I loved her long ago, and was wretched to lose her; but it is
past. I've loved many others since: my children are dearer to
me than she was; and at death, I shall not rejoice that I am going
to her: I shall be sorry that I must leave them! Will you say
so, Heathcliff?"
"Don't torture me till I am as mad as yourself," cried he, wrenching
his head free, and grinding his teeth."'
(from Wuthering Heights)
Emily Brontė was born in Thornton, Yorkshire, in the north of England.
Her father was the rector of Hawort from 1820. After their mother
died in 1821, the children spent most of their time reading and
composing. To escape their unhappy childhood, Anne, Emily, Charlotte
and their brother Branwell created imaginary worlds - perhaps inspired
by Jonathan Swift's Gulliver's Travels (1726). Emily and
Anne created their own Gondal saga, and Bramwell and Charlotte recorded
their stories about the kingdom of Angria in minute notebooks. Between
the years 1824 and 1825 Emily attended the school at Cowan Bridge
with Charlotte, and then was largely educated at home.
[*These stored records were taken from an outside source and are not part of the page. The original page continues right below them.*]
PR #876, opened 2022-07-18
Change access denied status code to 403 forbidden

Shane32:
- 401 Unauthorized should be used when a request cannot be authenticated
- 403 Forbidden should be used when a request does not meet the policy requirements

See: https://en.wikipedia.org/wiki/List_of_HTTP_status_codes

This change makes role/policy requirements return 403 when the policy or role list does not meet the requirements.  However, this also means for a 401 to be properly returned in such cases, `AuthorizationRequired` must also be set.

Also makes it so that setting a required policy or set of roles implies also that authentication is required.  Checking that the user is authenticated now occurs first, so that the response code for HTTP requests can be set appropriately to 401 if the user is not authenticated in the event that just a policy requirement was set, as this would be a more appropriate status code, rather than 403.

### DIFF
--- a/src/Transports.AspNetCore/GraphQLHttpMiddleware.cs
+++ b/src/Transports.AspNetCore/GraphQLHttpMiddleware.cs
@@ -292,9 +292,14 @@ public class GraphQLHttpMiddleware : IUserContextBuilder
         // Normal execution with single graphql request
         var userContext = await BuildUserContextAsync(context, null);
         var result = await ExecuteRequestAsync(context, gqlRequest, context.RequestServices, userContext);
-        var statusCode = _options.ValidationErrorsReturnBadRequest && !result.Executed
-            ? HttpStatusCode.BadRequest
-            : HttpStatusCode.OK;
+        HttpStatusCode statusCode = HttpStatusCode.OK;
+        if (!result.Executed)
+        {
+            if (result.Errors?.Any(e => e is HttpMethodValidationError) == true)
+                statusCode = HttpStatusCode.MethodNotAllowed;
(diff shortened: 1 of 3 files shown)


src/Transports.AspNetCore/IAuthorizationOptions.cs
```diff
@@ -19,6 +19,7 @@ public interface IAuthorizationOptions
     /// for the user within <see cref="HttpContext.User"/>
     /// for at least one role in the list prior to executing the GraphQL request or accepting
     /// the WebSocket connection.  If no roles are specified, authorization is not checked.
+    /// Also implies <see cref="AuthorizationRequired"/> is set to <see langword="true"/>.
```
sungam3r, line 22:
```suggestion
    /// Also implies <see cref="AuthorizationRequired"/> is enabled even if it is set to <see langword="false"/>.
```

It seems to me that such a wording is more understandable.

src/Transports.AspNetCore/IAuthorizationOptions.cs
```diff
@@ -27,6 +28,7 @@ public interface IAuthorizationOptions
     /// return a successful result for the user within <see cref="HttpContext.User"/>
     /// for the specified policy before executing the GraphQL
     /// request or accepting the WebSocket connection.
+    /// Also implies <see cref="AuthorizationRequired"/> is set to <see langword="true"/>.
```
sungam3r, line 31:
```suggestion
    /// Also implies <see cref="AuthorizationRequired"/> is enabled even if it is set to <see langword="false"/>.
```

sungam3r (approved):

PR #877, opened 2022-07-18
Return 405 Method Not Allowed for invalid request types

### LINKED ISSUE #794: Immediately respond with 405 instead of 400
I agree but the parsing has not occurred prior. You are welcome to create a PR that works better. For now this is an improvement over nothing, which is what happens now.

_Originally posted by @Shane32 in https://github.com/graphql-dotnet/server/pull/774#discussion_r877585267_

Shane32:
Fixes #794


sungam3r (approved):
Perfectly

PR #879, opened 2022-07-22
Add GraphQLHttpMiddlewareOptions.ValidationErrorsReturnHeader

sungam3r:
It helps when migrating to v7 to distinguish 400 from graphql validation layer and 400 from something else. In the first case caller **can** try to deserialize response body into "normal" graphql response.

### DIFF
--- a/src/Transports.AspNetCore/GraphQLHttpMiddleware.cs
+++ b/src/Transports.AspNetCore/GraphQLHttpMiddleware.cs
@@ -301,7 +301,7 @@ public class GraphQLHttpMiddleware : IUserContextBuilder
             {
                 statusCode = HttpStatusCode.BadRequest;
                 if (!string.IsNullOrEmpty(_options.ValidationErrorsReturnHeader))
-                    context.Response.Headers.Add(_options.ValidationErrorsReturnHeader, Microsoft.Extensions.Primitives.StringValues.Empty);
+                    context.Response.Headers.Add(_options.ValidationErrorsReturnHeader, "true");
             }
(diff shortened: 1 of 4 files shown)


src/Transports.AspNetCore/GraphQLHttpMiddleware.cs
```diff
@@ -298,7 +298,11 @@ protected virtual ValueTask<bool> HandleAuthorizeWebSocketConnectionAsync(HttpCo
             if (result.Errors?.Any(e => e is HttpMethodValidationError) == true)
                 statusCode = HttpStatusCode.MethodNotAllowed;
             else if (_options.ValidationErrorsReturnBadRequest)
+            {
                 statusCode = HttpStatusCode.BadRequest;
+                if (!string.IsNullOrEmpty(_options.ValidationErrorsReturnHeader))
+                    context.Response.Headers.Add(_options.ValidationErrorsReturnHeader, "true");
```
sungam3r, line 304: I doubt about `true` value but without any value I don't see added header into response.

sungam3r: Another option - add delegate to options class instead of string but it looks complicated.

Shane32:
Why isn’t checking content type enough? Do you have some type of situation in mind?

Shane32:
Does any other GraphQL library have a similar return header? Listed in draft spec or anything?

sungam3r:
Content-Type... 🤦

PR #885, opened 2022-08-01
Add JWT bearer authentication sample

Shane32:
Due to the number of questions we answer regarding JWT bearer authentication, I thought it best to write a proper sample.

The sample confines token generation and validation to a `JwtHelper` class.  An `OAuthController` class simulates an extremely basic OAuth2-compliant endpoint.  The sample also demonstrates authenticated subscription support from a browser, which is a real pain to get working properly without a working sample.

The sample uses a symmetric security key, but also includes some code demonstrating how to use asymmetric key pairs.

### DIFF
--- a/samples/Samples.Jwt/Controllers/OAuthController.cs
+++ b/samples/Samples.Jwt/Controllers/OAuthController.cs
@@ -15,7 +15,7 @@ public class OAuthController : Controller
         if (grant_type == "client_credentials" && client_id == "sampleClientId" && client_secret == "sampleSecret")
         {
             // provide a signed JWT token with an 'Administrator' role claim
-            var token = JwtHelper.CreateSignedToken(new Claim("role", "Administrator"));
+            var token = JwtHelper.Instance.CreateSignedToken(new Claim("role", "Administrator"));
             return Json(new
             {
                 access_token = token.Token,
--- a/samples/Samples.Jwt/Controllers/OAuthController.cs
+++ b/samples/Samples.Jwt/Controllers/OAuthController.cs
@@ -3,7 +3,7 @@ using Microsoft.AspNetCore.Mvc;
 
 namespace GraphQL.Server.Samples.Jwt.Controllers;
 
-public class AuthController : Controller
+public class OAuthController : Controller
 {
     // sample OAuth2-compatible authorization endpoint supporting the 'client credentials' flow
     [HttpGet]
--- a/samples/Samples.Jwt/JwtWebSocketAuthenticationService.cs
+++ b/samples/Samples.Jwt/JwtWebSocketAuthenticationService.cs
@@ -37,7 +37,7 @@ public class JwtWebSocketAuthenticationService : IWebSocketAuthenticationService
                 var token = authPayload.Authorization.Substring(7);
                 // parse the token in the same manner that the .NET AddJwtBearer() method does
                 var handler = new Microsoft.IdentityModel.JsonWebTokens.JsonWebTokenHandler();
-                var result = handler.ValidateToken(token, JwtHelper.TokenValidationParameters);
+                var result = handler.ValidateToken(token, JwtHelper.Instance.TokenValidationParameters);
                 if (result.IsValid)
                 {
                     // convert JWT tokens with "role" as the claim type (a JWT defined claim type) to the proper .NET claim type constant
--- a/samples/Samples.Jwt/JwtWebSocketAuthenticationService.cs
+++ b/samples/Samples.Jwt/JwtWebSocketAuthenticationService.cs
@@ -1,0 +1,66 @@
+using System.Security.Claims;
+using GraphQL.Server.Transports.AspNetCore.WebSockets;
+using GraphQL.Transport;
+using Microsoft.AspNetCore.Authentication.JwtBearer;
+
+namespace GraphQL.Server.Samples.Jwt;
+
+/// <summary>
+/// Authenticates WebSocket connections via the 'payload' of the initialization packet.
+/// This is necessary because WebSocket connections initiated from the browser cannot
+/// authenticate via HTTP headers.
+/// <br/><br/>
+/// This class is not used when authenticating over GET/POST.
+/// </summary>
+public class JwtWebSocketAuthenticationService : IWebSocketAuthenticationService
+{
+    private readonly IGraphQLSerializer _graphQLSerializer;
+
+    public JwtWebSocketAuthenticationService(IGraphQLSerializer graphQLSerializer)
+    {
+        _graphQLSerializer = graphQLSerializer;
+    }
+
+    public Task AuthenticateAsync(IWebSocketConnection connection, string subProtocol, OperationMessage operationMessage)
+    {
+        try
+        {
+            // for connections authenticated via HTTP headers, no need to reauthenticate
+            if (connection.HttpContext.User.Identity?.IsAuthenticated ?? false)
+                return Task.CompletedTask;
+
+            // attempt to read the 'Authorization' key from the payload object and verify it contains "Bearer: XXXXXXXX"
+            var authPayload = _graphQLSerializer.ReadNode<AuthPayload>(operationMessage.Payload);
+            if (authPayload != null && authPayload.Authorization != null && authPayload.Authorization.StartsWith("Bearer ", StringComparison.Ordinal))
+            {
+                // pull the token from the value
+                var token = authPayload.Authorization.Substring(7);
+                // parse the token in the same manner that the .NET AddJwtBearer() method does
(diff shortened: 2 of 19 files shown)


Shane32:
I added more code and comments in the hope of making the source code more useful to developers.  I know how much time I spent trying to figure out asymmetric key pairs and stuff, and so having a working demo here might save other developers hours or perhaps days of research.

tests/Samples.Tests/WebSocketExtensions.cs
```diff
@@ -45,4 +45,19 @@ public static async Task<OperationMessage> ReceiveMessageAsync(this WebSocket so
...
+        var mem = new MemoryStream();
+        ValueWebSocketReceiveResult response;
+        do
+        {
+            var buffer = new byte[1024];
+            response = await socket.ReceiveAsync(new MemoryBytes(buffer), cts.Token);
+            mem.Write(buffer, 0, response.Count);
+        } while (!response.EndOfMessage);
+        response.MessageType.ShouldBe(WebSocketMessageType.Close);
+    }
```
sungam3r, line 62:
```suggestion
    public static async Task ReceiveCloseMessageAsync(this WebSocket socket)
    {
        using var cts = new CancellationTokenSource(5000);
        var drainBuffer = new byte[1024];
        ValueWebSocketReceiveResult response;
        do
        {
            response = await socket.ReceiveAsync(new MemoryBytes(drainBuffer), cts.Token);
        } while (!response.EndOfMessage);
        response.MessageType.ShouldBe(WebSocketMessageType.Close);
    }
```

samples/Samples.Jwt/JwtWebSocketAuthenticationService.cs
```diff
@@ -0,0 +1,66 @@
...
+            if (authPayload != null && authPayload.Authorization != null && authPayload.Authorization.StartsWith("Bearer ", StringComparison.Ordinal))
+            {
+                // pull the token from the value
+                var token = authPayload.Authorization.Substring(7);
+                // parse the token in the same manner that the .NET AddJwtBearer() method does
+                var handler = new Microsoft.IdentityModel.JsonWebTokens.JsonWebTokenHandler();
+                var result = handler.ValidateToken(token, JwtHelper.Instance.TokenValidationParameters);
+                if (result.IsValid)
+                {
+                    // convert JWT tokens with "role" as the claim type (a JWT defined claim type) to the proper .NET claim type constant
```
sungam3r, line 43: What is _proper .NET claim type constant_ here?

samples/Samples.Jwt/JwtWebSocketAuthenticationService.cs
```diff
@@ -0,0 +1,66 @@
...
+
+                    // set the ClaimsPrincipal for the HttpContext; authentication will take place against this object
+                    connection.HttpContext.User = principal;
+                }
+            }
+        }
+        catch
+        {
+            // no errors during authentication should throw an exception
+            // specifically, attempting to validate an invalid JWT token will result in an exception, which should be ignored
```
sungam3r, line 56: I think this is a good case to use logging in example - inject MS logger and use it here to track invalid JWT tokens.

samples/Samples.Jwt/JwtWebSocketAuthenticationService.cs
Shane32: See: https://docs.microsoft.com/en-us/dotnet/api/system.security.claims.claimsidentity.roleclaimtype?view=net-6.0

The constant is: `http://schemas.microsoft.com/ws/2008/06/identity/claims/role`.

See: https://docs.microsoft.com/en-us/dotnet/api/system.security.claims.claimtypes.role?view=net-6.0

The ASP.NET JWT code does this conversion, I believe, but since we must recreate similar code for use with WebSockets, I've done so where described by the comments there.  If this conversion does not take place, .NET will not recognize the JWT roles as roles when evaluating via `IsInRole`.

Please keep in mind this is a _sample_ implementation.

samples/Samples.Jwt/JwtWebSocketAuthenticationService.cs
Shane32: Well, I wouldn't for production use any more than I'd use `ILogger` to track every invalid username / password attempted on the site.

Again, this is just sample code.  If you think adding an logger to it would benefit the sample, we could do so.

Shane32: I did try to make the sample somewhat useful for production applications, as it seems that many 'sample implementations' get used in production, as can be seen by the number of times we are asked questions regarding the GraphQL.NET Harness sample's middleware for ASP.NET Core.

samples/Samples.Jwt/Controllers/OAuthController.cs
```diff
@@ -0,0 +1,29 @@
...
+    [HttpGet]
+    [HttpPost]
+    [Route("token")]
+    public IActionResult Token(string grant_type, string client_id, string client_secret)
+    {
+        // validate the provided client id and client secret
+        if (grant_type == "client_credentials" && client_id == "sampleClientId" && client_secret == "sampleSecret")
+        {
+            // provide a signed JWT token with an 'Administrator' role claim
+            var token = JwtHelper.Instance.CreateSignedToken(new Claim("role", "Administrator"));
```
Shane32, line 18: Notice here the JWT claim type of "role".  Finding documentation describing that "role" is the proper claim type is not easy, as many lists of JWT claim types omit this claim type.  Some list it as "roles", and perhaps that is more correct.  Nevertheless, it is apparent that the official MS JWT implementation honors the claim type of "role" and translates it for use within .NET accordingly.  So that's what I have been using.

samples/Samples.Jwt/Program.cs
```diff
@@ -0,0 +1,67 @@
...
+        opts.DefaultScheme = JwtBearerDefaults.AuthenticationScheme;
+        // configure custom authorization policies here, if any
+    })
+    .AddJwtBearer(opts => opts.TokenValidationParameters = JwtHelper.Instance.TokenValidationParameters);
+
+var app = builder.Build();
+app.UseDeveloperExceptionPage();
+// enable WebSocket support within the ASP.NET Core framework
+app.UseWebSockets();
+// use ASP.Net Core authentication (again, for GET/POST requests mainly)
```
sungam3r, line 43:
```suggestion
// use ASP.NET Core authentication (again, for GET/POST requests mainly)
```

samples/Samples.Jwt/Controllers/OAuthController.cs
Shane32: See: https://www.iana.org/assignments/jwt/jwt.xhtml#claims

We could test "roles" here to see if it works also...

samples/Samples.Jwt/Program.cs
```diff
@@ -0,0 +1,67 @@
...
+    // that carry the "Administrator" role to connect; connections are refused if this policy is not met
+
+    // because of this rule, anonymous access to perform introspection queries is not available
+
+    // remove this authorization policy if you wish to allow anonymous access to your schema and set
+    // authorization policies on individual graphs and fields
+
+    opts.AuthorizedRoles.Add("Administrator");
+});
+// enable ASP.Net Core routing for razor pages and MVC controllers
```
sungam3r, line 58:
```suggestion
// enable ASP.NET Core routing for razor pages and MVC controllers
```

samples/Samples.Jwt/JwtWebSocketAuthenticationService.cs
sungam3r, line 43:
```suggestion
                    // convert JWT tokens with "role" as the claim type (a JWT defined claim type) to the proper .NET claim type constant http://schemas.microsoft.com/ws/2008/06/identity/claims/role
```

sungam3r: Understood, thanks.

samples/Samples.Jwt/JwtWebSocketAuthenticationService.cs
sungam3r, line 56:
```suggestion
            // specifically, attempting to validate an invalid JWT token will result in an exception, which may be logged or simply ignored to not generate an inordinate amount of logs without purpose
```

samples/Samples.Jwt/Controllers/OAuthController.cs
sungam3r: As you wish.

sungam3r (approved):

samples/Samples.Jwt/JwtWebSocketAuthenticationService.cs
sungam3r: I posted a suggestion regarding comment.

Her father's
bookshelf offered a variety of reading: the Bible, Homer, Virgil,
Shakespeare, Milton, Byron, Scott and many others. The children
also read articles on current affairs and intellectual disputes
in Blackwood's Edinburgh Magazine, Fraser's Magazine,
and Edinburgh Review.
"No coward soul is mine,
No trembler in the world's storm-troubled sphere!
I see Heaven's glories shine,
And Faith shines equal, arming me from Fear."
(January 2, 1946)
In
1835 Emily Brontė was at Roe Head, but suffered from homesickness,
and returned, after only a few months, to the moorland scenery of
home. In 1837 she became a governess at Law Hill, near Halifax,
where she spent six months. In order to facilitate their plan of
running a school for girls, Emily and Charlotte travelled, in 1842,
to Brussels to learn foreign languages and school management. Emily
returned the same year to Haworth, where she stayed for the rest
of her brief life.
"In secret pleasure, secret tears,
This changeful life has slipped away,
As friendless after eighteen years,
As lone as on my natal day."
(17th May 1837)
Unlike Charlotte, Emily had no close friends. She wrote a few letters
and was interested in mysticism. Her first novel, Wuthering Heights
(1847), did not gain the immediate success of Charlotte's Jane
Eyre, but it has subsequently been acclaimed as one of the finest
novels written in the English language. In contrast to Charlotte
and Anne, whose novels take the form of autobiographies written
by authoritative and reliable narrators, Emily introduces an unreliable
narrator, Lockwood. He constantly misinterprets the reactions and
interactions of the inhabitants of Wuthering Heights. More reliable
is Nelly Dean, his housekeeper, who has lived for two generations
with the novel's two principal families, the Earnshaws and the Lintons.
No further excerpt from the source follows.